Resumo da semana: B3 Ibovespa avança e dólar comercial oscila com alívio político e cenário externo misto
Indicadores refletem fatores internos de estabilidade institucional e fatores externos ligados a juros globais
MERCADO


O Ibovespa encerrou o pregão desta sexta-feira, 12 de dezembro de 2025, em alta consistente, retomando um patamar relevante após um período de forte volatilidade. O principal índice da B3 fechou aos 160.766,37 pontos, com avanço de 0,99% no dia, consolidando uma recuperação que também se refletiu no desempenho semanal. O movimento foi sustentado por uma combinação de fatores internos e externos, incluindo alívio no ambiente político doméstico, manutenção do diferencial de juros brasileiro e maior seletividade dos investidores em relação ao risco global.
No mercado de câmbio, o dólar comercial encerrou o dia cotado a R$ 5,41, com leve alta frente ao real no pregão, mas acumulando queda na semana. A dinâmica do câmbio refletiu tanto ajustes técnicos quanto a influência do cenário internacional, especialmente as expectativas em torno da política monetária dos Estados Unidos e o fluxo de capital direcionado a mercados emergentes com juros elevados. O comportamento do dólar continuou sendo um dos principais termômetros de cautela do investidor, ainda que sem pressão excessiva sobre os ativos locais.
Ibovespa reage com apoio de bancos e leitura mais construtiva do cenário doméstico
A alta do Ibovespa foi puxada principalmente por ações do setor financeiro e de energia, que se beneficiaram de um ambiente menos tenso no campo político e da manutenção de uma política monetária restritiva no Brasil. A taxa Selic em patamar elevado segue sustentando o interesse por ativos locais, sobretudo entre investidores estrangeiros em busca de retorno real positivo. Além disso, a percepção de menor risco institucional no curto prazo ajudou a reduzir prêmios exigidos pelo mercado, favorecendo uma recomposição gradual de posições em renda variável.
Mesmo com sinais de desaceleração em alguns indicadores econômicos, o mercado demonstrou capacidade de separar ruídos de curto prazo de fundamentos mais estruturais. O desempenho positivo do índice sugere que parte relevante do mercado já havia precificado cenários mais adversos, abrindo espaço para uma recuperação técnica à medida que incertezas mais agudas foram parcialmente dissipadas.

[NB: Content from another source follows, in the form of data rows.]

Issue #1514, opened 2021-08-30
Sky Nav logo feels too large on small screens


tylersticka:
On large screens, the Sky Nav logo feels nicely balanced (IMO):

<img width="1700" alt="Screen Shot 2021-08-30 at 9 40 15 AM" src="https://user-images.githubusercontent.com/69633/131373916-14818817-5bf1-49b1-b7c3-5f088b406ea1.png">

But on smaller screens, it feels a bit confined:

<img width="358" alt="Screen Shot 2021-08-30 at 9 41 02 AM" src="https://user-images.githubusercontent.com/69633/131374004-164f5573-0606-435d-b364-b8ba378f86c6.png">

Ideally it'd be a bit more balanced with the size of the button (this is just a quick mockup):

<img width="358" alt="Screen Shot 2021-08-30 at 9 41 02 AM adjusted" src="https://user-images.githubusercontent.com/69633/131374198-ef4bdb4b-8560-4bd0-b1d6-ed9fe4b86666.png">

This issue is labeled `design` because it involves design thinking but `dev` because I believe the adjustment can be made directly to the Sky Nav component without a separate prototyping step.

calebeby:
Oops forgot to close this 🤦

PR #1517, opened 2021-08-31
Scale down logo more for small screens

calebeby:
## Overview

https://github.com/cloudfour/cloudfour.com-patterns/issues/1514

## Screenshots

Screen Shot 2021-08-31 at 9 19 52 AM

## Testing

https://deploy-preview-1517--cloudfour-patterns.netlify.app/iframe.html?id=components-sky-nav--dark&viewMode=story&args=&globals=

### DIFF
--- a/src/components/sky-nav/sky-nav.scss
+++ b/src/components/sky-nav/sky-nav.scss
@@ -182,8 +182,14 @@ $_masthead-height-sm: ms.step(7);
   margin: (ms.step(-6) * -1); /* 2 */
   transition: opacity transition.$slow ease.$out,
     transform transition.$quick ease.$out;
-  width: ms.step(8);
-
+  width: fluid.fluid-calc(breakpoint.$s, breakpoint.$l, ms.step(7), ms.step(9));
+  @media (min-width: breakpoint.$l) {
+    width: ms.step(8);
+  }
+  @media (max-width: breakpoint.$s) {
+    width: ms.step(7);
+  }
+  
   /**
    * When the containing logo is hovered, scale up this element. Scaling this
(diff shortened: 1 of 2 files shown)


src/components/sky-nav/sky-nav.scss
```diff
@@ -182,7 +182,13 @@ $_masthead-height-sm: ms.step(7);
   margin: (ms.step(-6) * -1); /* 2 */
   transition: opacity transition.$slow ease.$out,
     transform transition.$quick ease.$out;
-  width: ms.step(8);
+  width: fluid.fluid-calc(breakpoint.$s, breakpoint.$l, ms.step(7), ms.step(9));
```
calebeby, line 185: @tylersticka Any idea why the last number has to be 9? If I change it to 8, at the large breakpoint it is very discontinuous and there is a large jump. I tried to figure out what was going wrong but I couldn't figure it out. It might have something to do with the units?

tylersticka: I'm honestly not exactly sure, the math I stole from CSS-Tricks articles. I've been considering whether long-term we should replace this logic with something simpler based on math functions like `min` and `max`, which I didn't realize until recently are [startlingly well-supported](https://caniuse.com/css-math-functions).

Can you add a comment explaining why it's set to `9` here?

tylersticka (commented):
This feels so much better. Will approve once we add a Sass comment so future generations understand why we used `ms.step(9)` (always good to explain magic numbers, y'know?), but no issues at all with the end result.

tylersticka (approved):

tylersticka (approved):

PR #1530, opened 2021-09-09
Use aria-labelledby to add accessible names to articles

Paul-Hebert:
## Overview

Recently @gerardo-rodriguez pointed out:

> While testing a PR with VoiceOver, I noticed that the rotor lists all comments as "article". It seems we might be able to enhance the experience by adding accessible names to the <article> elements? (e.g. aria-labelledby)

article

This PR adds `aria-labelledby` to link the existing comment headings to the comment article.

You're gonna wanna hide whitespace changes while reviewing. There was an indentation issue in the file that was fixed as well.

## Screenshots

comment names

## Testing

1. Review  `/?path=/story/components-comment--with-reply-thread` on the preview deploy in VoiceOver. Check the rotor and note the articles have accessible names.

### DIFF
--- a/.changeset/rude-pears-breathe.md
+++ b/.changeset/rude-pears-breathe.md
@@ -1,0 +1,5 @@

Dólar oscila com cenário externo atento a juros e fluxo para emergentes
O comportamento do dólar comercial ao longo da semana refletiu a cautela dos investidores diante das perspectivas para a política monetária global. Nos Estados Unidos, a expectativa em torno dos próximos passos do Federal Reserve segue influenciando o apetite por risco e a direção dos fluxos cambiais. Ainda assim, o real conseguiu encerrar a semana em valorização frente ao dólar, apoiado pelo diferencial de juros e pela ausência de choques internos mais severos.
A oscilação do câmbio reforça um ambiente de equilíbrio instável, no qual movimentos externos continuam sendo rapidamente transmitidos ao mercado local. Para o investidor, esse cenário exige atenção redobrada à gestão de risco, especialmente em um contexto em que decisões de política monetária e eventos geopolíticos seguem capazes de alterar o humor dos mercados em curtos intervalos de tempo.
Imagem meramente ilustrativa
Principais informações
Ibovespa: 160.766,37 pontos (+0,99% no dia / +2,15% na semana)
Dólar comercial: R$ 5,41 (+0,11% no dia / −0,39% na semana)
Bancos e energia lideraram os ganhos do índice
Entrada líquida de capital estrangeiro na B3
Selic mantida em patamar elevado sustenta diferencial de juros
Opinião Feed Financeiro
O fechamento positivo do Ibovespa nesta semana sinaliza que o mercado brasileiro segue demonstrando resiliência mesmo em um ambiente global ainda marcado por incertezas. A combinação de juros elevados, menor ruído político imediato e avaliação mais criteriosa dos riscos externos tem permitido uma leitura mais construtiva dos ativos locais, ainda que sem euforia. O movimento de recuperação não elimina desafios estruturais da economia brasileira, mas reforça que o investidor continua disposto a alocar recursos quando há previsibilidade mínima e retorno compatível com o risco assumido. Em um cenário de transição e ajustes constantes, a semana deixa claro que o comportamento do mercado será cada vez mais seletivo, exigindo disciplina, análise e cautela na interpretação dos próximos sinais econômicos.